3.3 Object management
The core feature of any AR application is the placement and observation of virtual objects in the scene. Object management in the AR Flutter plugin consists of two main modules: The ARNode class representing a Flutter abstraction of AR objects along with its corresponding platform-specific handlers and the ARObjectManager that exposes all functionalities regarding AR objects as a cross-platform Flutter API.
In the context of AR, nodes represent hierarchically structured scene objects that are defined by their transformation relative to a local or world coordinate system and their renderable, which in turn can be a 3D model or any other visual representation (MacWilliams et al., 2003). The plugin’s ARNode is an adaption of the class ARKitNode from Oleksandr Leuschenko’s ARKit Flutter Plugin (Leuschenko, 2021) and has five key properties: Name, type, URI, transformation, and data. On instantiation, an ARNode is named with a unique key used for user reference and association of rendering and gesture events on the platform side. To convey renderable loading information to the ArModelBuilder, each node has a type, which is an instance of the plugin’s data type NodeType, and a URI containing a path to a local 3D model file or a URL pointing to an online resource. The ARNode’s transformation, which is stored as a four-dimensional affine transformation matrix, defines its pose relative to its parent. Finally, the member variable data of type map provides a convenient location to store any object-related information required by an application such as visibility state or on-tap text. Following the single source of truth principle, the ARNodes in Flutter are the main node objects, the representations on the platform level are dependent on their Flutter counterpart and cannot be explicitly called or modified using the plugin’s API. To prepare an ARNode object for being sent through a platform channel or to be uploaded for sharing, it is serialized into the JSON format. Any updates made to an ARNode’s transformation trigger a call to the platforms to update the nodes rendered on the screen.

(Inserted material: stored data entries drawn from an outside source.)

PR #1206, opened 2025-03-07
Add a flood fill algorithm to the GraphTool.

drgrice1:
That is a fill algorithm that fills to borders.  The current algorithm is an "inequality" fill.  That means that it shades all points that satisfy the same inequalities relative to the graphed objects as the fill point.  The previous inequality fill algorithm is still available, but the new flood fill algorithm is the default.  To use the inequality algorithm set `useFloodFill => 0`.

The inequality fill does not entirely make sense with triangles, quadrilaterals, vectors, or segments.  The flood fill is more intuitive in general for all available objects.  However, the inequality fill will work better for some scenarios.  For example, if the problem is to solve a system of inequalities.  That is of course what the inequality fill was designed for. However, with the addition of these new graph objects for which there isn't a single inequality that describes the "sides" of the object (like triangles and quadrilaterals) or that don't divide the plane into regions (like vectors and segments) the flood fill is needed.

There is one caveat with the flood fill to watch out for.  The flood fill considers the edges of the board to be borders.  That means that if an object goes off the edges of the board that fills will stop there. For instance, if the board's ranges are -10 to 10 in both directions, and the circle centered at the origin with radius 10 is graphed, then a fill that is placed at the point (8, 8) will only shade the upper right corner of the board outside the circle, and not the upper left, lower left, and lower right corners.  This is a case that the inequality fill is better.  It will shade all four corners since they all satisfy the inequality x^2 + y^2 > 100 that the point (8, 8) satisifies.

So authors will need to consider the options carefully and decide which is best for their problem.  If the flood fill is used, in many cases care will need to be taken to ensure that the expected region is filled and that random parameters won't generate something that could cause unexpected results.

In addition, if the inequality fill will work, then that should be chosen. It is much more efficient and reliable both for javascript client side, and for hardcopy generation server side. Although, I believe the flood fill should work quite well in most cases now. The TikZ code performs the same flood fill algorithm that the javascript does, and then uses an edge detection algorithm to convert the filled region into an outer curve that is filled and inner curves (if there are holes) that are clipped out.  The edge detection seems to be working rather well in the scenarios that I have come up with, but there may be issues that may require that the algorithm be tweaked further.

The default grader for fills if the flood fill is used also performs the flood fill. Basically, it starts at the correct fill point and performs the flood fill algorithm until it reaches the student's fill point.  As such it can't use MathObject Reals because they are way to slow. MathObject Reals really aren't needed for this anyway though. These are answers provided from the javascript, not things entered by students into a text or MathQuill input.

I also noticed that concave quadrilaterals were being filled in the interior an odd way with #1202 and the inequality fill.  Only the portion of the interior that satsifies the same inequalities relative to the borders was being filled, and not the entire interior.  So this also fixes that issue. Now the entire interior of a quadrilateral is filled unless it is a crossed quadrilateral. Although, as noted above, using the inequality fill with quadrilaterals doesn't make much sense.

### DIFF
--- a/htdocs/js/GraphTool/cubictool.js
+++ b/htdocs/js/GraphTool/cubictool.js
@@ -19,7 +19,6 @@
 			postInit(_gt, point1, point2, point3, point4) {
 				this.definingPts.push(point1, point2, point3, point4);
 				this.focusPoint = point1;
-				this.floodFillCheckSides = true;
 			},
 
 			stringify(gt) {
@@ -33,10 +32,6 @@
 
 			fillCmp(gt, point) {
 				return gt.sign(point[2] - this.baseObj.Y(point[1]));
-			},
-
-			hasPoint(gt, point) {
-				return Math.abs(point[2] - this.baseObj.Y(point[1])) < 0.5 / gt.board.unitY;
 			},
 
 			restore(gt, string) {
--- a/htdocs/js/GraphTool/cubictool.js
+++ b/htdocs/js/GraphTool/cubictool.js
@@ -19,6 +19,7 @@
 			postInit(_gt, point1, point2, point3, point4) {
 				this.definingPts.push(point1, point2, point3, point4);
 				this.focusPoint = point1;
+				this.floodFillCheckSides = true;
 			},
 
 			stringify(gt) {
@@ -32,6 +33,10 @@
 
 			fillCmp(gt, point) {
 				return gt.sign(point[2] - this.baseObj.Y(point[1]));
+			},
+
+			hasPoint(gt, point) {
+				return Math.abs(point[2] - this.baseObj.Y(point[1])) < 0.5 / gt.board.unitY;
 			},
 
 			restore(gt, string) {
--- a/htdocs/js/GraphTool/graphtool.js
+++ b/htdocs/js/GraphTool/graphtool.js
@@ -837,6 +837,15 @@ window.graphTool = (containerId, options) => {
 	class GraphObject {
 		supportsSolidDash = true;
 
+		// If this is true for an object, then the flood fill algorithm will check for and not allow side changes.  This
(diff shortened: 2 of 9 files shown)


drgrice1:
Here is a problem that I use to test things: 
[FloodFill.pg.txt](https://github.com/user-attachments/files/19134687/FloodFill.pg.txt)

There are groups of commented out answers (and corresponding PGML text) you can uncomment to test the grader and there are commented out `staticObjects` you can uncomment in various combinations to test hardcopy generation.

drgrice1:
If you want to see a real mess, uncomment all of the `staticObjects` in that problem.  That doesn't give a very good test for hardcopy generation though (but does work).  Once you have that much junk the algorithm doesn't have a problem because not much is actually filled.  There are several groups separated by empty lines that give some good tests, and then the big group mix and match.

drgrice1:
This is now a draft pull request.  There are tolerance issues that can cause bleeding of the fill into other regions.  I will work on a fix, but for now this isn't acceptable.

Alex-Jordan (approved):
I played around testing some things from that testing file and it all worked well. Hardcopy too.

Predictably, when using the flood fill and producing hardcopy, I see a spike in CPU usage from `xelatex`. What would you think about keeping the inequality fill as the default?

I notice that if the only tools and static objects are a subset of {Point, Line, Fill} then it's impossible for flood fill to create a different looking result than inequality fill. Is it worth checking for this and forcing inequality fill?

Kudos on completing a challenging project.

pstaabp (approved):
I think this looks good as well. 

I tested also with a few problems that I have that would fit in the inequality fill that seems to work fine with the default `floodFill => 1`.  There are so few graph tool problems in the OPL (if any) that I don't think switching the default is a problem, but in general it's always good to keep the previous defaults the same.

The ARObjectManager handles all functionality related to ARNodes. Its key functions are adding and removing nodes to the AR scenes of the underlying platforms by attaching or detaching them to plane anchors or the parent scene and keeping the platform’s node representations in synchrony with their counterparts on the Flutter side. In addition, the object manager handles node taps by invoking callback set by users of the AR Flutter plugin.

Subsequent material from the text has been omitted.